A Critique of the Uniform Arbitration Act (2000) (Part Two) - WAMR 2001 Vol. 12, No. 4
Originially from: World Arbitration and Mediation Review (WAMR)
[Editor’s Note: This is the second and final part of a Critique of the Uniform Arbitration Act written by the Editor. Part One was published in WAMR, Volume 11, Number 12, at pages 326-334. The Editor apologizes for the delay in completing the piece, but it took a great deal of tie to assemble and write. Part Two is followed by a reader’s response to Part One. WAMR encourages reader in-put and contrbtibutions.]

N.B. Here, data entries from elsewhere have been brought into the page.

PR #138, opened 2022-12-29
add fallback to `scikit-image` for ellipse functions

zacharyburnett:
This PR adds fallback functions for ellipse construction in case `opencv-python` is not installed.

**Checklist**
- [ ] updated relevant tests
- [ ] added relevant label(s)

### DIFF
--- a/src/stcal/jump/jump.py
+++ b/src/stcal/jump/jump.py
@@ -1,6 +1,7 @@
 import logging
 import multiprocessing
 import time
+import warnings
 
 import numpy as np
 
@@ -13,8 +14,15 @@ try:
 
     ELLIPSE_PACKAGE = 'opencv-python'
 except (ImportError, ModuleNotFoundError):
-    ELLIPSE_PACKAGE_WARNING = '`opencv-python` must be installed (`pip install stcal[opencv]`) ' \
-                              'in order to use ellipses'
+    try:
+        import skimage.draw
+        import skimage.measure
+
+        ELLIPSE_PACKAGE = 'scikit-image'
+        ELLIPSE_PACKAGE_WARNING = f'`opencv-python` not installed; using `scikit-image` for ellipse construction'
+    except (ImportError, ModuleNotFoundError):
+        ELLIPSE_PACKAGE_WARNING = '`opencv-python` must be installed (`pip install stcal[ellipse]`) ' \
+                                  'in order to use ellipses'
 
 log = logging.getLogger(__name__)
 log.setLevel(logging.DEBUG)
@@ -402,6 +410,10 @@ def extend_snowballs(plane, snowballs, sat_flag, jump_flag, expansion=1.5):
         color = (0, 0, 4)
         if ELLIPSE_PACKAGE == 'opencv-python':
             image = cv.circle(image, center, extend_radius, color, -1)
+        elif ELLIPSE_PACKAGE == 'scikit-image':
+            warnings.warn(ELLIPSE_PACKAGE_WARNING)
+            disk = skimage.draw.disk(center, extend_radius)
+            image[disk] = color
         else:
             raise ModuleNotFoundError(ELLIPSE_PACKAGE_WARNING)
         jump_circle = image[:, :, 2]
@@ -437,6 +449,10 @@ def extend_ellipses(plane, ellipses, sat_flag, jump_flag, expansion=1.1):
         color = (0, 0, 4)
         if ELLIPSE_PACKAGE == 'opencv-python':
             image = cv.ellipse(image, center, axes, alpha, 0, 360, color, -1)
+        elif ELLIPSE_PACKAGE == 'scikit-image':
+            warnings.warn(ELLIPSE_PACKAGE_WARNING)
+            ellipse = skimage.draw.ellipse(*center, *axes, rotation=alpha)
+            image[ellipse] = color
         else:
             raise ModuleNotFoundError(ELLIPSE_PACKAGE_WARNING)
         jump_ellipse = image[:, :, 2]
@@ -455,7 +471,8 @@ def find_circles(dqplane, bitmask, min_area):
         bigcontours = [con for con in contours if cv.contourArea(con) >= min_area]
         circles = [cv.minEnclosingCircle(con) for con in bigcontours]
     else:
-        raise ModuleNotFoundError(ELLIPSE_PACKAGE_WARNING)
+        # raise ModuleNotFoundError(ELLIPSE_PACKAGE_WARNING)
+        raise ModuleNotFoundError('`opencv-python` required for this functionality')
     return circles
 
 
@@ -470,7 +487,8 @@ def find_ellipses(dqplane, bitmask, min_area):
         # with just 4 points.
         ellipses = [cv.minAreaRect(con) for con in bigcontours]
     else:
-        raise ModuleNotFoundError(ELLIPSE_PACKAGE_WARNING)
+        # raise ModuleNotFoundError(ELLIPSE_PACKAGE_WARNING)
+        raise ModuleNotFoundError('`opencv-python` required for this functionality')
     return ellipses
 
 
--- a/src/stcal/jump/jump.py
+++ b/src/stcal/jump/jump.py
@@ -19,7 +19,8 @@ except (ImportError, ModuleNotFoundError):
         import skimage.measure
 
         ELLIPSE_PACKAGE = 'scikit-image'
-        ELLIPSE_PACKAGE_WARNING = f'`opencv-python` not installed; using `scikit-image` for ellipse construction'
+        ELLIPSE_PACKAGE_WARNING = '`opencv-python` not installed; ' \
+                                  'using `scikit-image` for ellipse construction'
     except (ImportError, ModuleNotFoundError):
         ELLIPSE_PACKAGE_WARNING = '`opencv-python` must be installed (`pip install stcal[ellipse]`) ' \
                                   'in order to use ellipses'
--- a/tests/test_jump.py
+++ b/tests/test_jump.py
@@ -10,12 +10,12 @@ try:
     import cv2  # noqa: F401
 
     ELLIPSE_PACKAGE_INSTALLED = True
-except ImportError:
+except (ImportError, ModuleNotFoundError):
     try:
         import skimage  # noqa: F401
 
         ELLIPSE_PACKAGE_INSTALLED = True
-    except:
+    except (ImportError, ModuleNotFoundError):
         ELLIPSE_PACKAGE_INSTALLED = False
 
 
--- a/tests/test_jump.py
+++ b/tests/test_jump.py
@@ -7,11 +7,16 @@ from stcal.jump.jump import flag_large_events, find_circles, find_ellipses
 DQFLAGS = {'JUMP_DET': 4, 'SATURATED': 2, 'DO_NOT_USE': 1}
 
 try:
-    import cv2 as cv # noqa: F401
+    import cv2  # noqa: F401
 
-    OPENCV_INSTALLED = True
+    ELLIPSE_PACKAGE_INSTALLED = True
 except ImportError:
-    OPENCV_INSTALLED = False
+    try:
+        import skimage  # noqa: F401
+
+        ELLIPSE_PACKAGE_INSTALLED = True
+    except:
+        ELLIPSE_PACKAGE_INSTALLED = False
 
 
 @pytest.fixture(scope='function')
@@ -31,7 +36,7 @@ def setup_cube():
     return _cube
 
 
-@pytest.mark.xfail(not OPENCV_INSTALLED, reason="`opencv-python` not installed")
+@pytest.mark.xfail(not ELLIPSE_PACKAGE_INSTALLED, reason="`opencv-python` not installed")
 def test_find_simple_circle():
     plane = np.zeros(shape=(5, 5), dtype=np.uint8)
     plane[2, 2] = DQFLAGS['JUMP_DET']
@@ -43,7 +48,7 @@ def test_find_simple_circle():
     assert circle[0][1] == pytest.approx(1.0, 1e-3)
 
 
-@pytest.mark.xfail(not OPENCV_INSTALLED, reason="`opencv-python` not installed")
+@pytest.mark.xfail(not ELLIPSE_PACKAGE_INSTALLED, reason="`opencv-python` not installed")
 def test_find_simple_ellipse():
     plane = np.zeros(shape=(5, 5), dtype=np.uint8)
     plane[2, 2] = DQFLAGS['JUMP_DET']
--- a/.github/workflows/ci.yml
+++ b/.github/workflows/ci.yml
@@ -75,7 +75,10 @@ jobs:
             python-version: '3.8'
           - toxenv: test-opencv-xdist
             os: ubuntu-latest
-            python-version: '3.x'
+            python-version: '3.10'
+          - toxenv: test-scikitimage-xdist
+            os: ubuntu-latest
+            python-version: '3.10'
           - toxenv: test-jwst-xdist-cov
             os: ubuntu-latest
             python-version: '3.x'
--- a/pyproject.toml
+++ b/pyproject.toml
@@ -35,7 +35,7 @@ test = [
     'pytest-doctestplus',
     'pytest-openfiles >=0.5.0',
 ]
-opencv = [
+ellipse = [
     'opencv-python >=4.6.0.66',
 ]
 
--- a/tox.ini
+++ b/tox.ini
@@ -46,13 +46,13 @@ description =
     run tests
     jwst: of JWST pipeline
     romancal: of Romancal pipeline
-    opencv: requiring opencv-python
+    ellipse: requiring opencv-python
     warnings: treating warnings as errors
     cov: with coverage
     xdist: using parallel processing
 extras =
     test
-    opencv: opencv
+    ellipse: ellipse
 deps =
     xdist: pytest-xdist
     jwst: jwst[test] @ git+https://github.com/spacetelescope/jwst.git
@@ -75,7 +75,7 @@ commands =
     jwst: --pyargs jwst --ignore-glob=timeconversion --ignore-glob=associations \
     romancal: --pyargs romancal \
     cov: --cov=. --cov-config=pyproject.toml --cov-report=term-missing --cov-report=xml \
-    opencv: -- tests/test_jump.py \
+    ellipse: -- tests/test_jump.py \
     {posargs}
 
 [testenv:build-docs]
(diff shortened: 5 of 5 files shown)


zacharyburnett:
Contour finding also needs to be ported:
```python
```

zacharyburnett:
As described in https://github.com/spacetelescope/stcal/pull/126#issuecomment-1324012508, there are some differences in the methods used to construct ellipses between the two packages which result in different image masks. Perhaps a warning should make this more clear.

zacharyburnett:
It looks like the contours found by `scikit-image` are consistently larger, by about half a unit, than those found by `opencv`

comparison

```python
import matplotlib.patches
import numpy
from matplotlib import pyplot

import stcal.jump.jump
from stcal.jump.jump import find_circles, find_ellipses
from tests.test_jump import DQFLAGS

if __name__ == '__main__':
    circle_plane = numpy.zeros(shape=(5, 5), dtype=numpy.uint8)
    circle_plane[2, 2] = DQFLAGS['JUMP_DET']
    circle_plane[3, 2] = DQFLAGS['JUMP_DET']
    circle_plane[1, 2] = DQFLAGS['JUMP_DET']
    circle_plane[2, 3] = DQFLAGS['JUMP_DET']
    circle_plane[2, 1] = DQFLAGS['JUMP_DET']

    ellipse_plane = numpy.zeros(shape=(5, 5), dtype=numpy.uint8)
    ellipse_plane[2, 2] = DQFLAGS['JUMP_DET']
    ellipse_plane[3, 2] = DQFLAGS['JUMP_DET']
    ellipse_plane[1, 2] = DQFLAGS['JUMP_DET']
    ellipse_plane[2, 3] = DQFLAGS['JUMP_DET']
    ellipse_plane[2, 1] = DQFLAGS['JUMP_DET']
    ellipse_plane[1, 3] = DQFLAGS['JUMP_DET']
    ellipse_plane[2, 4] = DQFLAGS['JUMP_DET']
    ellipse_plane[3, 3] = DQFLAGS['JUMP_DET']

    opencv_circles = find_circles(circle_plane, DQFLAGS['JUMP_DET'], 1)
    opencv_ellipses = find_ellipses(ellipse_plane, DQFLAGS['JUMP_DET'], 1)

    stcal.jump.jump.ELLIPSE_PACKAGE = 'scikit-image'

    skimage_circles = find_circles(circle_plane, DQFLAGS['JUMP_DET'], 1)
    skimage_ellipses = find_ellipses(ellipse_plane, DQFLAGS['JUMP_DET'], 1)

    figure, (circle_axis, ellipse_axis) = pyplot.subplots(1, 2)
    figure.set_size_inches(9, 9 / 1.618)

    circle_axis.set_title('circle')
    circle_axis.imshow(circle_plane)
    for circle in opencv_circles:
        circle_axis.add_patch(matplotlib.patches.Circle(*circle, color='b', fill=False, label='opencv'))
    for circle in skimage_circles:
        circle_axis.add_patch(matplotlib.patches.Circle(*circle, color='r', fill=False, label='skimage'))
    circle_axis.legend()

    ellipse_axis.set_title('ellipse')
    ellipse_axis.imshow(ellipse_plane)
    for ellipse in opencv_ellipses:
        ellipse_axis.add_patch(
            matplotlib.patches.Rectangle(
                (ellipse[0][0], ellipse[0][1] - 1.5),
                *ellipse[1],
                ellipse[2],
                color='b',
                fill=False,
                label='opencv',
            )
        )
    for ellipse in skimage_ellipses:
        ellipse_axis.add_patch(
            matplotlib.patches.Rectangle(
                (ellipse[0][0], ellipse[0][1] - 2),
                *ellipse[1],
                ellipse[2],
                color='r',
                fill=False,
                label='skimage',
            )
        )
    ellipse_axis.legend()

    pyplot.show()
```

zacharyburnett:
expanding the ellipse test case to a more oblong shape reveals a few edge cases in the `scikit-image` method; I'll convert this to draft for now and work on that

zacharyburnett:
adding some more complexity to the test shapes:
comparison

tests/test_jump.py
```diff
@@ -40,23 +45,25 @@ def test_find_simple_circle():
     plane[2, 3] = DQFLAGS['JUMP_DET']
     plane[2, 1] = DQFLAGS['JUMP_DET']
     circle = find_circles(plane, DQFLAGS['JUMP_DET'], 1)
+    assert circle[0][0] == pytest.approx((2, 2))
     assert circle[0][1] == pytest.approx(1.0, 1e-3)
```
zacharyburnett, line 49: here is where the fit circle from the `scikit-image` contour differs from the `opencv-python` circle; the radius is 1.5 instead of 1

zacharyburnett:
Currently, the `.minAreaRect()` is replaced by `.minimum_rotated_rectangle` from Shapely; this could be replaced by an like in `circle.py` to remove the need for the additional dependency

kmacdonald-stsci (approved):

zacharyburnett:
should get input from INS on whether this fallback is acceptable

jdavies-st (commented):
This adds a lot of code, a lot of complexity (two libraries attempting to do the same thing), and a future maintenance headache, and when we're trying to solve the headache of adding `opencv` as a dependency.  Best to get rid of `opencv` altogether and pick a single library that works and is low maintenance.  I would recommend using astropy `regions`, as it can create pixel maps from circles and ellipses, which seems to be the only thing `opencv` is being used for here?

Though I feel fitting circles and ellipses in this algorithm is problematic, as the fit can go wrong, spectacularly, as it is poorly constrained.  An ellipse can grow to arbitrary size, and I've seen a quarter of the MIRI detector masked (incorrecty) because of this.  Better to use binary operations such as eroding and dilating the mask, functions that are available in `scipy`, a dependency we already carry, and already demonstrated to work well in `grizli`

https://github.com/gbrammer/grizli/commit/93a570ba5364ca70284ae6d07f4c24ee5a90b1e7#diff-24ba9312ac84f8067ea7213d6d20d9eda4703b229185b25b4a382196514fa4a4R2769

mwregan2:
James,
  Can region detect ellipses? The detection step is key. I didn’t want to reinvent the wheel and CV was the first package I found that met my requirements. Looking at the Regions API I see than it could do the second half of the process of extending and masking pixels but not the first half of finding the best fit ellipse.
  The live version suffers from fitting circles to what are highly elliptical snowballs (a rare feature) in the NIR. My dev version fixes that by always fitting ellipses. If there are incorrect ellipses being fit, please show me an example. I’d like to figure out why that would happen.
  I’ll switch to any package that does what we need.

From: James Davies ***@***.***>
Date: Monday, February 6, 2023 at 4:38 AM
Cc: Michael Regan ***@***.***>, Review requested ***@***.***>
Subject: Re: [spacetelescope/stcal] add fallback to `scikit-image` for ellipse functions (PR #138)


@jdavies-st commented on this pull request.

This adds a lot of code, a lot of complexity (two libraries attempting to do the same thing), and a future maintenance headache, and when we're trying to solve the headache of adding opencv as a dependency. Best to get rid of opencv altogether and pick a single library that works and is low maintenance. I would recommend using astropy regions, as it can create pixel maps from circles and ellipses, which seems to be the only thing opencv is being used for here?

Though I feel fitting circles and ellipses in this algorithm is problematic, as the fit can go wrong, spectacularly, as it is poorly constrained. An ellipse can grow to arbitrary size, and I've seen a quarter of the MIRI detector masked (incorrecty) because of this. Better to use binary operations such as eroding and dilating the mask, functions that are available in scipy, a dependency we already carry, and already demonstrated to work well in grizli

***@***.***#diff-24ba9312ac84f8067ea7213d6d20d9eda4703b229185b25b4a382196514fa4a4R2769<https://urldefense.com/v3/__https:/github.com/gbrammer/grizli/commit/93a570ba5364ca70284ae6d07f4c24ee5a90b1e7*diff-24ba9312ac84f8067ea7213d6d20d9eda4703b229185b25b4a382196514fa4a4R2769__;Iw!!CrWY41Z8OgsX0i-WU-0LuAcUu2o!zO7HXykaGzhYp1chIVVF-1pRaUoy_vuVIrw4DLzHST85ZwVpJFEIF2LhoRlmI-cmytbja9t6rOwe-mg-ezsS6Uk$>

zacharyburnett:
I removed `opencv-python` entirely in this PR. We can look into alternative methods using `scipy` and binary closure / dilation + erosion.

src/stcal/jump/jump.py
```diff
@@ -658,32 +673,30 @@ def extend_saturation(
...
-                -1,
+            ellipse_mask = skimage.draw.ellipse(
+                r=round(ceny),
+                c=round(cenx),
+                r_radius=round(axis1/2),
+                c_radius=round(axis2/2),
+                shape=image.shape,
+                rotation=alpha,
             )
+            image[*ellipse_mask, 2] = 22
```
zacharyburnett, line 684: replaces `cv.ellipse` with a mask derived from `skimage.draw.ellipse`, then applies Blue 22 to the image array (why is the blue channel set to 22 if it's discarded right after? can this just be a simple mask?)

src/stcal/jump/jump.py
```diff
@@ -658,32 +673,30 @@ def extend_saturation(
...
-                -1,
+            ellipse_mask = skimage.draw.ellipse(
+                r=round(ceny),
+                c=round(cenx),
+                r_radius=round(ellipse[1][0] / 2),
+                c_radius=round(ellipse[1][1] / 2),
+                shape=persist_image.shape,
+                rotation=alpha,
             )
+            persist_image[*ellipse_mask, 2] = 22
```
zacharyburnett, line 699: same as above; why is this blue?

src/stcal/jump/jump.py
```diff
@@ -734,16 +747,10 @@ def extend_ellipses(
...
-            alpha,
-            0,
-            360,
-            (0, 0, jump_flag),
-            -1,
-        )
+        center = (round(ceny), round(cenx))
+        axes = (round(axis1 / 2), round(axis2 / 2))
+        rr, cc = skimage.draw.ellipse(*center, *axes, shape=image.shape, rotation=alpha)
+        image[rr, cc, 2] = 4
```
zacharyburnett, line 753: is there a reason why this is rounded to the nearest integer?

src/stcal/jump/jump.py
```diff
@@ -779,26 +811,110 @@ def find_last_grp(grp, ngrps, num_grps_masked):
...
+    best_idx = np.argmin(areas)
+
+    # return the best box
+    x1 = max_x[best_idx]
+    x2 = min_x[best_idx]
+    y1 = max_y[best_idx]
+    y2 = min_y[best_idx]
+    r = rotations[best_idx]
+
+    rval = np.zeros((4, 2))
```
zacharyburnett, line 871: this function replaces `shapely.geometry.Polygon.minimum_bounding_box`

src/stcal/jump/jump.py
```diff
@@ -779,26 +811,110 @@ def find_last_grp(grp, ngrps, num_grps_masked):
...
+
+
+def area_of_polygon(xy: np.ndarray) -> float:
+    """
+    apply shoelace algorithm on collection of xy vertex pairs
+    https://stackoverflow.com/questions/24467972/calculate-area-of-polygon-given-x-y-coordinates
+    """
+    return 0.5 * np.abs(
+        np.dot(xy[:, 0], np.roll(xy[:, 1], 1)) - np.dot(xy[:, 1], np.roll(xy[:, 0], 1))
+    )
```
zacharyburnett, line 887: this function replaces `shapely.geometry.Polygon.area`

src/stcal/jump/jump.py
```diff
@@ -779,26 +811,110 @@ def find_last_grp(grp, ngrps, num_grps_masked):
...
+
+
+def find_circles(dqplane: np.ndarray, bitmask: np.ndarray, min_area: float) -> list[Circle]:
```
zacharyburnett, line 890: added type hints here

src/stcal/jump/jump.py
```diff
@@ -1037,20 +1153,37 @@ def find_faint_extended(
...
+                minimum_bounding_rectangle(con) for con in bigcontours
+            ]
+            ellipses = [
+                (
+                    tuple(np.mean(rectangle[[0, 2], :], axis=0)),
+                    tuple(np.hypot(*np.diff(rectangle[[0, 1, 2], :], axis=0))),
+                    np.degrees(np.arctan2(*np.flip(np.diff(rectangle[[3, 0], :], axis=0)[0]))),
+                )
+                for rectangle in rectangles
+            ]
```
zacharyburnett, line 1171: this is where the axis differences comes from; the minor and major radii are larger than those from `opencv` by 1.5 (?) units

zacharyburnett (commented):
the formatter made some irrelevant edits, so here are the relevant changes to this PR

src/stcal/jump/jump.py
mwregan2: No real reason. It's hack to create a mask of the ellipse. Sorry that's it is confusing.

src/stcal/jump/jump.py
mwregan2: Same reason, a hack.

src/stcal/jump/jump.py
mwregan2: If I remember right the routine is expecting integers.  My guess was this is just an interface to C code.
Eventually we have to more to integers to mask the pixels anyway.

src/stcal/jump/jump.py
mwregan2: Remember that the goal is to generate an ellipse. The ellipse can be specified by the minimum bounding box. I have to say that the format that CV uses for the bounding ellipse is very confusing. Hopefully, your version will be easier to understand.

zacharyburnett:
opencv_flag_large_events_withsnowball
skimage_flag_large_events_withsnowball

differences in `flag_large_events` from `test_flag_large_events_withsnowball`

zacharyburnett:
comparison of results from `test_find_faint_extended` (`opencv` on the left, `skimage` on the right):

zacharyburnett:
to summarize, two tests still show differences between the two methods; `test_flag_large_events_withsnowball` and `test_find_faint_extended`. I've added comparison images, above.

mwregan2:
I don’t understand what I’m looking at


From: Zach Burnett ***@***.***>
Date: Thursday, June 6, 2024 at 12:51 PM
Cc: Michael Regan ***@***.***>, Review requested ***@***.***>
Subject: Re: [spacetelescope/stcal] replace `opencv-python` with `scikit-image` for snowball detection (PR #138)


comparison of results from test_find_faint_extended (opencv on the left, skimage on the right):
opencv_test_find_faint_extended.png (view on web)<https://urldefense.com/v3/__https:/github.com/spacetelescope/stcal/assets/16024299/e20bc052-a1f2-454f-b761-103781f487cc__;!!CrWY41Z8OgsX0i-WU-0LuAcUu2o!zoeP76EdhjR4CrgsLzrhmnUTWGdhHtDYy_1OXPuqbmu5Stz2qu4d-044BXnXDpUu618wwMy2DxTWaDEM612-mKU$> skimage_test_find_faint_extended.png (view on web)<https://urldefense.com/v3/__https:/github.com/spacetelescope/stcal/assets/16024299/2cc4a402-1471-4d38-859c-4739cd95022b__;!!CrWY41Z8OgsX0i-WU-0LuAcUu2o!zoeP76EdhjR4CrgsLzrhmnUTWGdhHtDYy_1OXPuqbmu5Stz2qu4d-044BXnXDpUu618wwMy2DxTWaDEM9oAMH2g$>

zacharyburnett:
> I don’t understand what I’m looking at

Sorry about that! I'll update the comments to be more descriptive

perrygreenfield:
To use your first simple example. I find that if I give the radius for draw.disk as 4.0001 I get the same image as cv2. So it wouldn't surprise me that in one the test is an < test and the other <=. Or something like that. Adding a small epsilon may do it.

zacharyburnett:
a comparison of the `find_contours` functions between `opencv` and `skimage`:
minimum_rotated_rectangle

and the `minimum_bounding_box` analogues:
minimum_rotated_rectangle

zacharyburnett:
started regression test run against this branch at https://plwishmaster.stsci.edu:8081/blue/organizations/jenkins/RT%2FJWST/detail/JWST/2925/pipeline

drlaw1558:
Hm, I'm testing this on jw02123001001_09101_00001_nrs1 and something doesn't seem to be working right.  I started out by merging the latest main branch in to make sure everything was synced, and then tried processing jw02123001001_09101_00001_nrs1

Runtime was significantly longer for the Scikit version; 743 seconds vs 314 seconds for the current opencv

More problematically though, the Scikit version doesn't seem to be flagging snowballs properly.  It's flagging lots of little things that don't need attention, but missing the big snowballs.  Perhaps I'm running the code the wrong way?  In both cases I'm just using strun to execute detector1 pipeline, with the default expand_large_events=True

scikit

pllim:
pyproject.toml needs to be updated to:

* remove opencv-python as a dependency
* unpin max version of python (namely, `python<3.14`) if it is still a thing by the time we circle back to this PR

mwregan2:
Zach,
  An interesting comparison. My first impression is the large crescent moon difference implies to me that the center of the ellipses are not the same. The residual highly elliptical DQ is because the original didn't have a continuous region that was consistent with one ellipse and instead had a series of smaller masks. I'd like to understand what happened there.
  Given that is a subset of one group in an exposure, the overall results will have a lot of differences. They may not matter but we should check.
  Meanwhile, I've been working on improvements for the opencv version. Most of the changes are tweaks to the parameters. I will not be doing any PRs. I'll just open tickets with the suggested changes.
  I'm out until next Thursday and will be able to respond more frequently.
Mike

________________________________

tapastro (approved):
Looks good! I'll get a fresh set of RTs running on jwst/main after merge, for okify purposes.

tests/test_jump.py
```diff
@@ -228,9 +228,9 @@ def test_find_ellipse2():
     ellipse = ellipses[0]
     assert ellipse[0][0] == 2
     assert ellipse[0][1] == 2
-    assert ellipse[1][0] == 2
-    assert ellipse[1][1] == 2
-    assert ellipse[2] == 90.0
+    assert ellipse[1][0] == pytest.approx(2.266, 1e-3)
+    assert ellipse[1][1] == pytest.approx(2.266, 1e-3)
+    assert ellipse[2] == pytest.approx(-0.785, 1e-3)
```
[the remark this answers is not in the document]
braingram: Maybe but isn't that equivalent to what is already here (which matches the other tests in this file that use `pytest.approx`)? Feel free to open up a follow up ticket to update the tests to use `assert_allclose`.

nden (approved):
I left two minor requests inline. Other than that it looks good to me.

Section 15 of the new uniform deals with the “[a]rbitration [p]rocess.” This heading is not altogether accurate because the section, in the main, addresses the arbitrator’s authority to conduct the arbitral proceeding. The phrase “arbitration process” seems to connote something larger than the proceedings themselves. A more transparent title, therefore, could have been used which mirrored the actual content of the provision. Section 15 reads:
(a) The arbitrator may conduct the arbitration in such manner as the arbitrator considers appropriate so as to aid in the fair and expeditious disposition of the proceeding. The authority conferred upon the arbitrator includes the power to hold conferences with the parties to the arbitration proceeding before the hearing and to determine the admissibility, relevance, materiality and weight of any evidence.
(b) The arbitrator may decide a request for summary disposition of a claim or particular issue by agreement of all interested parties or upon request of one party to the arbitration proceeding if that party gives notice to all other parties to the arbitration proceeding and the other parties have a reasonable opportunity to respond.